Attribution: Anne Gordon & Barbara Scott (Nigg Old Parish Church)

The Shandwick Stone

Romancing the Stone (Extract from the Ross-shire Journal 2003)

Pictured at the Shandwick Stone are right, Roderick Mackenzie and Jean Mackenzie, trustees of the Shandwick Stone Trust, local councillor Richard Durham, Will Aitken, Seaboard Development Group’s Projects Co-ordinator along with representatives of ILM Highland. ILM Highland trainees undertook the work of constructing a new path from the roadway to the stone.

A project carried out in memory of a stalwart of the Seaboard was formally completed last week.

A beautiful granite sett pathway, leading to the ancient Shandwick Pictish Stone on the Seaboard Peninsula, was opened by members of the Shandwick Stone Trust last Wednesday.  The informal ceremony at the stunning, eight foot high stone, also marked the “passing out” of four young trainees from the from the Alness – based training agency ILM Highland which carried out the work on behalf of the Seaboard Initiative group.

Shandwick Stone

Attribution: unknown

The project was initiated by the Seaboard Initiative group in memory of the late Ian Macpherson of Hilton who was a stalwart member of the Shandwick Stone Trust.

Ian, a former council housing officer who died suddenly in his mid 50s in September, had been a member of both the Shandwick Stone Trust and the Hilton trust and did sterling work for both organisations.

The four lads from ILM took great pride in crafting the new path up to the Class II Pictish symbol stone and also installed a new kissing gate, replacing a tumble down stile.

Richard Durham, the Highland Councillor for Seaboard, said, “The path greatly enhances the approach to the Shandwick Stone and makes the stone completely accessible by everyone, including wheelchair users.

“It marks the completion of another successful project by the Seaboard Initiative.”

Support for the project also came from the Community Economic Development Programme and Ross and Cromarty Enterprise.

The Shandwick Stone is one of three impressive Pictish cross slabs located in Easter Ross, the others being the Nigg Old Church, and the Hilton of Cadboll Stone, part of which is in the museum of Scotland in Edinburgh with another recently-discovered part remaining in the local community.  Legend has it that stones were erected in memory of three Nordic princes who perished in the Moray Firth.  The legend relates that a Nordic princess had been married off to one of the earls of Ross who badly mistreated the young woman.

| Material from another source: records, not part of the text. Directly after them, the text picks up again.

PR #910, opened 2023-04-02
Backport/follow up

abandoned-prototype:
## Status

Ready for review

## Description of Changes

Quick follow up to the recent backport work.

 - Fix an issue that prevented the placeholder image from being shown in prod environments
   - The problem was that _external used "http" as default scheme, but _external is not needed here I am pretty sure
 - Replace magic numbers (http status numbers) with httpstatus constants.

## Tests and linting

### DIFF
--- a/OpenOversight/app/main/views.py
+++ b/OpenOversight/app/main/views.py
@@ -254,9 +254,7 @@ def officer_profile(officer_id):
             face_paths.append(serve_image(face.image.filepath))
         if not face_paths:
             # Add in the placeholder image if no faces are found
-            face_paths = [
-                url_for("static", filename="images/placeholder.png", _external=True)
-            ]
+            face_paths = [url_for("static", filename="images/placeholder.png")]
     except:  # noqa: E722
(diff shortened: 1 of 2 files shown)


OpenOversight/app/main/views.py
```diff
@@ -269,7 +267,6 @@ def officer_profile(officer_id):
             officer.image_url = url_for(
                 "static",
                 filename=faces[0].image.filepath.replace("/static/", ""),
-                _external=True,
```
michplunkett, line 272: I'm guessing these are by default set to `True`?

michplunkett (approved):
This def addresses what I asked for on the previous PR. I'll create a PR later this week addressing the use of ints instead of constants in `auth/views.py`, `main/views.py`, and throughout a lot of the test files.

OpenOversight/app/main/views.py
abandoned-prototype: It should default to False in our use case here. But it is a good point, I probably should have set it to False to make it clear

The Nordic King sent his three sons to wreak his revenge on the Earl of Ross for his mistreatment of his beloved daughter.  However a wild storm blew up in the Moray Firth as they approached and the boat carrying the king’s three sons was ship wrecked. According to legend, the three Pictish stones stood in witness to the places where the bodies of the Princes were washed up on the shore along the Seaboard.